◆ Task statement:
Go through the records and extract every line with the word "semantic".

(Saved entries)
----------------------------------------

PR #2231, opened 2024-06-22
Do many related manager creation during semantic analysis

flaeppe:
When finding a `ManyToManyField` we can directly create 2 `ManyRelatedManager`s, one for each side of the relation. This makes the model declaring the `ManyToManyField` be the one who contributes the `ManyRelatedManager`s.

Trying to place some related code closer to each other. This time we move some code out of the type checking phase to semantic analysis.

Refs:
- #1805 
- #2026

### DIFF
--- a/scripts/stubtest/allowlist.txt
+++ b/scripts/stubtest/allowlist.txt
@@ -27,6 +27,13 @@ django.core.files.storage.default_storage
 django.contrib.admin.models.LogEntry_RelatedManager
 django.contrib.auth.models.Permission_RelatedManager
 
+# '<Model>_ManyRelatedManager' entries are plugin generated and these subclasses only exist
+# _locally/dynamically_ runtime -- Created via
+# 'django.db.models.fields.related_descriptors.create_forward_many_to_many_manager'
+django.contrib.auth.models.Group_ManyRelatedManager
+django.contrib.auth.models.Permission_ManyRelatedManager
+django.contrib.auth.models.User_ManyRelatedManager
+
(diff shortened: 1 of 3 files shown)


scripts/stubtest/allowlist.txt
```diff
@@ -27,6 +27,13 @@ django.core.files.storage.default_storage
 django.contrib.admin.models.LogEntry_RelatedManager
 django.contrib.auth.models.Permission_RelatedManager
 
+# '<Model>_ManyRelatedManager' entries are plugin generated and these subclasses only exist
+# _locally/dynamically_ runtime -- Created via
+# 'django.db.models.fields.related_descriptors.create_forward_many_to_many_manager'
+django.contrib.auth.models.Group_ManyRelatedManager
+django.contrib.auth.models.Permission_ManyRelatedManager
+django.contrib.auth.models.User_ManyRelatedManager
+
```
flaeppe, line 36: These are only here since the stubs includes `= ManyToManyField(...)` in the following places:

https://github.com/typeddjango/django-stubs/blob/ec37d06ef630f7bc78a9df3a3cfd9030566655ad/django-stubs/contrib/auth/models.pyi#L34-L38

https://github.com/typeddjango/django-stubs/blob/ec37d06ef630f7bc78a9df3a3cfd9030566655ad/django-stubs/contrib/auth/models.pyi#L59-L62

Once they would move to a type hint form like: `field: ManyToManyField[..., ...]` they will disappear from the allowlist.

sobolevn (approved):

PR #2233, opened 2024-06-24
Expand CheckRegistry.register as function (#2232)

### LINKED ISSUE #2232: `CheckRegistry().register()` should allow `*tags` when called as function
# Bug report

The type hints for `CheckRegistry.register` do not allow passing `tags` when calling as a function:

https://github.com/typeddjango/django-stubs/blob/edfebe45c1626683b09ab2dffe62b4e131f46b48/django-stubs/core/checks/registry.pyi#L40-L47

## What's wrong

According to the [System check framework docs](https://docs.djangoproject.com/en/4.2/topics/checks/), these (annotated) variants should be equivalent:

```python
from typing import Any, Sequence, Optional, Union, List
from django.core.checks import register, Tags, messages


@register(Tags.security)
def my_check_decorated(
    app_configs: Union[Sequence[AppConfig], None], **kwargs: Any
) -> List[messages.Warning]:
    return []


def my_check(
    app_configs: Union[Sequence[AppConfig], None], **kwargs: Any
) -> List[messages.Warning]:
    return []


register(my_check, Tags.security)
```

However, the second version does not pass `mypy`:

```
example.py:20: error: No overload variant matches argument types "Callable[[Sequence[AppConfig] | None, KwArg(Any)], list[Warning]]", "str"  [call-overload]
example.py:20: note: Possible overload variants:
example.py:20: note:     def [_C <: _CheckCallable] register(self, _C, /) -> _ProcessedCheckCallable[_C]
example.py:20: note:     def register(self, *tags: str, **kwargs: Any) -> Callable[[_C], _ProcessedCheckCallable[_C]]
```

## How is that should be

The second version should be accepted. This way, `register()` can be called in `AppConfig.ready()`, such as in https://github.com/mozilla/django-csp/blob/main/csp/apps.py.

## System information

- OS:
- `python` version: 3.12.3
- `django` version: 5.0.6
- `mypy` version: 1.8.0 (compiled: yes)
- `django-stubs` version: 5.0.2
- `django-stubs-ext` version: 5.0.2

jwhitlock:
Allow setting tags and "deploy" flag when using register as a function. Previously, only the decorator overload allowed these. Closes #2232.


tests/typecheck/core/test_checks.yml
```diff
@@ -27,3 +27,45 @@
 
     @register()  # E: Value of type variable "_C" of function cannot be "Callable[[int], Sequence[CheckMessage]]"  [type-var]
     def wrong_args(bla: int) -> Sequence[CheckMessage]: ...
+- case: test_checks_register_as_function
```
sobolevn: Thanks! But tests for this feature is not required :)

jwhitlock: Does that mean I should remove the new tests before this PR is accepted?

sobolevn: Yes, please :)

sobolevn (approved):
Thanks!

PR #2239, opened 2024-06-26
Add attributes set by application/middleware to `HttpRequest`

bigfootjon:
# I have made things!

Ref the docs: https://docs.djangoproject.com/en/5.0/topics/http/urls/#how-django-processes-a-request

> Django determines the root URLconf module to use. Ordinarily, this is the value of the ROOT_URLCONF setting, but if the incoming HttpRequest object has a urlconf attribute (set by middleware), its value will be used in place of the ROOT_URLCONF setting.

## Related issues

N/A

### DIFF
--- a/django-stubs/http/request.pyi
+++ b/django-stubs/http/request.pyi
@@ -49,6 +49,7 @@ class HttpRequest(BytesIO):
     resolver_match: ResolverMatch | None
     content_type: str | None
     content_params: dict[str, str] | None
+    urlconf: str | None
     _body: bytes
     _stream: BinaryIO
     # Attributes added by optional parts of Django
--- a/django-stubs/http/request.pyi
+++ b/django-stubs/http/request.pyi
@@ -54,6 +54,7 @@ class HttpRequest:
     resolver_match: ResolverMatch | None
     content_type: str | None
     content_params: dict[str, str] | None
+    urlconf: str | None
     _body: bytes
     _stream: BinaryIO
     # Attributes added by optional parts of Django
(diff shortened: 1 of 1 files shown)


sobolevn (commented):
I am not sure what to do here.

1. It is indeed assigned in a middleware
2. and used in several places: https://github.com/django/django/blob/e56a32b89bb7fadffdfaa2cdf12b4863ccd5af9b/django/middleware/locale.py#L20 and https://github.com/django/django/blob/e56a32b89bb7fadffdfaa2cdf12b4863ccd5af9b/django/middleware/common.py#L68
3. But, it is not a part of `HttpRequest`'s public API: https://github.com/django/django/blob/e56a32b89bb7fadffdfaa2cdf12b4863ccd5af9b/django/http/request.py

CC @adamchainz

ngnpope:
This is documented here:

https://docs.djangoproject.com/en/stable/ref/request-response/#attributes-set-by-application-code

I would suggest adding all of these and grouping them together with a link to the documentation.

Similarly, it's probably worth checking these and grouping them together also:

https://docs.djangoproject.com/en/stable/ref/request-response/#attributes-set-by-middleware

sobolevn:
what about adding these properties as `self.urlconf = None` to `HttpRequest.__init__`?

adamchainz:
> what about adding these properties as `self.urlconf = None` to `HttpRequest.__init__`?

`None` isn't a valid value - Django uses `hasattr()` to check for them...

UnknownPlatypus:
I've implemented the suggestion by  @ngnpope https://github.com/typeddjango/django-stubs/pull/2239#issuecomment-2194388277. 

I think this is a good middleground and makes our definition more consistant.
These attribute could not be there if the associated middleware/code is not used but we cannot statically know that so it's better to have a false negative than a false positive.

Also I expect people trying to interact with them to be working a project using the associated middleware

ngnpope (approved):
This seems like a good compromise.

Ideally we'd have something like `MaybeUndefined[...]` to flag up cases like this where we know we're abusing the safety. Alternatively, with `Intersection`, a `Protocol` could be used to mixin for cases where we know these are set.

PR #2240, opened 2024-06-27
don't copy magic or private methods in from_queryset managers

asottile:
failing before this change with:

```
_______________ queryset_inheritable_does_not_clobber_super_init _______________
/home/asottile/workspace/django-stubs/tests/typecheck/managers/querysets/test_from_queryset.yml:795: 
E   Actual:
E     myapp/models:19: error: Unable to resolve return type of queryset/manager method  [misc] (diff)
E   Expected:
E     (empty)
```

the error came from inspecting `super().__init__(...)` in the manager, trying to look up queryset's `__init__`


flaeppe (approved):
Ah, great

PR #2241, opened 2024-06-28
fix handling of explicit `objects` annotation

asottile:
test originally failing with:

```
_______________________ from_queryset_model_inheritance ________________________
/home/asottile/workspace/django-stubs/tests/typecheck/managers/querysets/test_from_queryset.yml:47: 
E   Actual:
E     myapp/models:10: error: Incompatible types in assignment (expression has type "MyManager[Base]", variable has type "MyManager[Self]")  [assignment] (diff)
E   Expected:
E     (empty)
```

we use this pattern at sentry to ensure the correct types for model classes which inherit from our base model

### DIFF
--- a/tests/typecheck/managers/querysets/test_from_queryset.yml
+++ b/tests/typecheck/managers/querysets/test_from_queryset.yml
@@ -43,6 +43,31 @@
                 class MyModelWithoutSelf(models.Model):
                     objects = ManagerWithoutSelf()
 
+-   case: from_queryset_model_inheritance
+    main: |
+        from myapp.models import Base, Sub
+        reveal_type(Base.objects)  # N: Revealed type is "myapp.models.MyManager[myapp.models.Base]"
+        reveal_type(Sub.objects)  # N: Revealed type is "myapp.models.MyManager[myapp.models.Sub]"
+    installed_apps:
+        - myapp
+    files:
+        -   path: myapp/__init__.py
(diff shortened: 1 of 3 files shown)


tests/typecheck/managers/querysets/test_from_queryset.yml
```diff
@@ -43,6 +43,31 @@
...
+                from typing import ClassVar
+                from typing_extensions import Self
+                from django.db.models import Model
+                from django.db.models.manager import BaseManager
+                from django.db.models.query import QuerySet
+
+                MyManager = BaseManager.from_queryset(QuerySet, "MyManager")
+
+                class Base(Model):
+                    objects: ClassVar[MyManager[Self]] = MyManager()
```
flaeppe, line 66: Do you think we also need to check that the plugin is able to infer the manager type in a scenario like this?

e.g. also test

```python
class Base(Model):
    objects = MyManager()
```

I suppose there might be a bunch of other tests doing that, so it might just be a duplication

flaeppe (approved):

tests/typecheck/managers/querysets/test_from_queryset.yml
asottile: most of the tests do that already fortunately!

flaeppe: Alright, lets merge

PR #2242, opened 2024-06-30
Add atomic_blocks to base DB wrapper

palfrey:
# I have made things!

Add `atomic_blocks` as per https://github.com/django/django/blob/main/django/db/backends/base/base.py#L77 and https://github.com/django/django/blob/main/django/db/transaction.py#L222


sobolevn (approved):
Thanks!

----------------------------------------

◆ Answer section:
Do many related manager creation during semantic analysis
Trying to place some related code closer to each other. This time we move some code out of the type checking phase to semantic analysis.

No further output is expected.